Eher auf ein gewachsenes Gerüst setzt man beim vierten Mitfavoriten, dem TSV Schwieberdingen. Die Stammelf blieb zusammen, mit Marc Tröger (Riexingen) und Rückkehrer Tobias Baus (Löchgau) kamen zwei Verstärkungen. „Wir peilen einen Platz im vorderen Drittel an. Für ganz vorne gibt es vermutlich andere“, schätzt der Sportliche Leiter Timo Balle die Ausgangslage ein.

Ähnliche Sphären strebt auch der Vorjahresdritte FV Löchgau II an. „Wenn wir unter den ersten fünf landen, hätten wir eine Toprunde gespielt“, sagt Trainer Erkan Olgun. Das Team habe man punktuell verstärkt. Ein sorgenfreies Jahr wünscht man sich beim FSV 08 Bissingen II. „Einen einstelligen Tabellenplatz“, strebt Spielertrainer Adam Adamos an, muss aber künftig ohne seine bisherigen Toptorschützen Aniello und Chris Linkenheil auskommen.

Erklärtermaßen gegen den Abstieg geht es dagegen für die übrigen Kreisvertreter. „Ich könnte mir sogar vorstellen, dass alle hinter den ersten vier nur um den Klassenerhalt kämpfen“, sagt Coach Karl Macionczyk von der SGM Riexingen.

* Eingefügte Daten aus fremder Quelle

PR #258, opened 2023-01-23
Fix: Display EDLP tag applicable to a session

twilkhoo:
## Notion ticket link

[[Registrant Experience] Dates to select session are incorrect](https://www.notion.so/uwblueprintexecs/Registrant-Experience-Dates-to-select-session-are-incorrect-ee341f9de21d421eb8be0bc903ea4843)

## Implementation description
* Passed in a particular session as a prop
* Using the session's dates, I can conditionally render the EDLP tags if the camper's selected EDLP dates are within the particular session's range

## Steps to test
1. Go to http://localhost:3000/admin/camp/6396319f01dd5e987a03b516
2. Ensure that the campers that have EDLP only display the purple EDLP tags if the EDLP date is in range.

**Before:**
image

**After:**
image

* Correctness, functionality.

## Checklist

### DIFF
--- a/frontend/src/components/pages/CampOverview/EditCamperModal/index.tsx
+++ b/frontend/src/components/pages/CampOverview/EditCamperModal/index.tsx
@@ -4,7 +4,6 @@ import {
   ModalOverlay,
   ModalContent,
   ModalHeader,
-  ModalCloseButton,
   Modal,
   ModalBody,
   ModalFooter,
@@ -131,7 +130,6 @@ const EditCamperModal = ({
         <ModalHeader>
           Edit {camper.firstName} {camper.lastName}&apos;s Information
         </ModalHeader>
-        <ModalCloseButton />
         <ModalBody overflowY="scroll">
           <EditCamperModalForm
             formQuestions={formQuestions}
--- a/frontend/src/components/pages/CampOverview/ViewCamperModal/PickupDropoffTableRow.tsx
+++ b/frontend/src/components/pages/CampOverview/ViewCamperModal/PickupDropoffTableRow.tsx
@@ -54,7 +54,7 @@ const PickupDropoffTime = ({
   return (
     <Td pl={0} pt={2} pb={0} color={color}>
       <HStack>
-        {pickup ? <SunsetIcon fill={color} /> : <SunriseIcon fill={color} />}
+        {pickup ? <SunriseIcon fill={color} /> : <SunsetIcon fill={color} />}
         <Text textStyle="bodyRegular" color={color}>
           {time}
         </Text>
--- a/frontend/src/components/pages/CampOverview/ViewCamperModal/PickupDropoffTableRow.tsx
+++ b/frontend/src/components/pages/CampOverview/ViewCamperModal/PickupDropoffTableRow.tsx
@@ -54,7 +54,7 @@ const PickupDropoffTime = ({
   return (
     <Td pl={0} pt={2} pb={0} color={color}>
       <HStack>
-        {pickup ? <SunriseIcon fill={color} /> : <SunsetIcon fill={color} />}
+        {pickup ? <SunsetIcon fill={color} /> : <SunriseIcon fill={color} />}
         <Text textStyle="bodyRegular" color={color}>
           {time}
         </Text>
--- a/frontend/src/utils/CampUtils.ts
+++ b/frontend/src/utils/CampUtils.ts
@@ -490,19 +490,12 @@ export const checkDatesInRange = (
 ): boolean => {
   if (!datesToCheck || datesToCheck.length === 0) return false;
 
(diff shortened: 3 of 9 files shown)


frontend/src/components/pages/CampOverview/EditCamperModal/index.tsx
```diff
@@ -131,7 +130,6 @@ const EditCamperModal = ({
         <ModalHeader>
           Edit {camper.firstName} {camper.lastName}&apos;s Information
         </ModalHeader>
-        <ModalCloseButton />
```
rchang0501, line 134: just wanted to confirm the reason for removing this button does it just not match the designs?

frontend/src/components/pages/CampOverview/ViewCamperModal/PickupDropoffTableRow.tsx
```diff
@@ -54,7 +54,7 @@ const PickupDropoffTime = ({
   return (
     <Td pl={0} pt={2} pb={0} color={color}>
       <HStack>
-        {pickup ? <SunriseIcon fill={color} /> : <SunsetIcon fill={color} />}
```
rchang0501, line 57: we need to revert this, the pickup icon is supposed to be the sunrise icon not the sunset one (I know it's kinda confusing)

rchang0501: Expected look:

Screen Shot 2023-01-28 at 2 12 05 PM

frontend/src/utils/CampUtils.ts
```diff
@@ -483,3 +483,26 @@ export const getFormattedCampDateRange = (camp: CampResponse): string => {
     ? `${format(firstCampDate, "PP")} - ${format(lastCampDate, "PP")}`
     : "";
 };
+
+export const checkDatesInRange = (
```
rchang0501, line 487: I think we can simplify this function a bit - smthn like this: 

```
export const checkDatesInRange = (
  rangeDates: string[],
  datesToCheck?: Date[],
): boolean => {
  if (!datesToCheck || datesToCheck.length === 0) return false;

  const minDate = Math.min(...rangeDates.map((date) => Date.parse(date)));
  const maxDate = Math.max(...rangeDates.map((date) => Date.parse(date)));

  return datesToCheck.some(
    (date: Date) =>
      new Date(date).getTime() >= minDate &&
      new Date(date).getTime() <= maxDate,
  );
};
```

frontend/src/components/pages/CampOverview/ViewCamperModal/PickupDropoffTableRow.tsx
```diff
@@ -54,7 +54,7 @@ const PickupDropoffTime = ({
...
+        {pickup ? <SunsetIcon fill={color} /> : <SunriseIcon fill={color} />}
```
rchang0501, line 57: I believe need to revert this - pickup should be the sunrise button (I know it's kinda confusing)

Expected look: 
Screen Shot 2023-01-28 at 2 12 05 PM

Design ref:
Screen Shot 2023-01-28 at 2 13 30 PM

rchang0501 (changes requested):
overall looks good! 

left 2 comments and one clarification question - lmk if you have any questions!

frontend/src/components/pages/CampOverview/ViewCamperModal/PickupDropoffTableRow.tsx
twilkhoo: Sounds good, I'll revert it but I think I'll make a lower priority ticket just going over the inconsistencies of these icons. 
image
Here, early dropoff is sunrise and late pickup is sunset (which IMO, makes a lot more sense, but we can verify with the designers)

frontend/src/components/pages/CampOverview/EditCamperModal/index.tsx
twilkhoo: Yeah, the modals don't have the close button (consistency).

frontend/src/utils/CampUtils.ts
twilkhoo: Works like a charm, thanks!

frontend/src/components/pages/CampOverview/ViewCamperModal/PickupDropoffTableRow.tsx
rchang0501: yep sounds good, i totally thought it was the other way around initially as well but I feel like if we are gonna make a change we should choose the easier one to change (ie the most consistent set we have rn)

rchang0501 (approved):
lgtm!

Mit fast unverändertem Team gehen die Riexinger in ihr zweites Bezirksligajahr.

Marc Reinhardt vom TSV Benningen hofft auf einen guten Start. „Davon kann vieles abhängen“, sagt er und hofft, dass man sich diesmal die nervenzehrende Abstiegsrelegation erspart. Mit Felix Marquardt (Großbottwar), David Heim und Sören Hengstberger (beide eigene Jugend) sind vor allem Talente hinzugekommen.

„Möglichst nichts mit dem Abstiegskampf zu tun haben“, ist auch das Ziel des TV Aldingen. Dabei kann Trainer Tobias Büttner auf eine nur punktuell veränderte Mannschaft bauen. Der Ex-Neckarremser Patrick Hübner, der aus Neckarweihingen kam, ist der bekannteste Neuzugang. Wieder zurück in der Bezirksliga ist nach einem Jahr der TSV Grünbühl. „Wir wollen eine sichere Runde spielen“, wünscht sich dessen Coach Andreas Wick. In der Vorbereitung habe man viel ausprobiert, erzählt er und erwartet, dass sich sein Team umstellen muss. „In der Kreisliga A mussten wir immer das Spiel machen. Das wird künftig anders ein“, glaubt er und setzt im Kern auf das Aufstiegsteam, das mit Giuliano Fortino (Marbach) und Johannes Fritzler (Dersim Ludwigsburg) verstärkt wurde.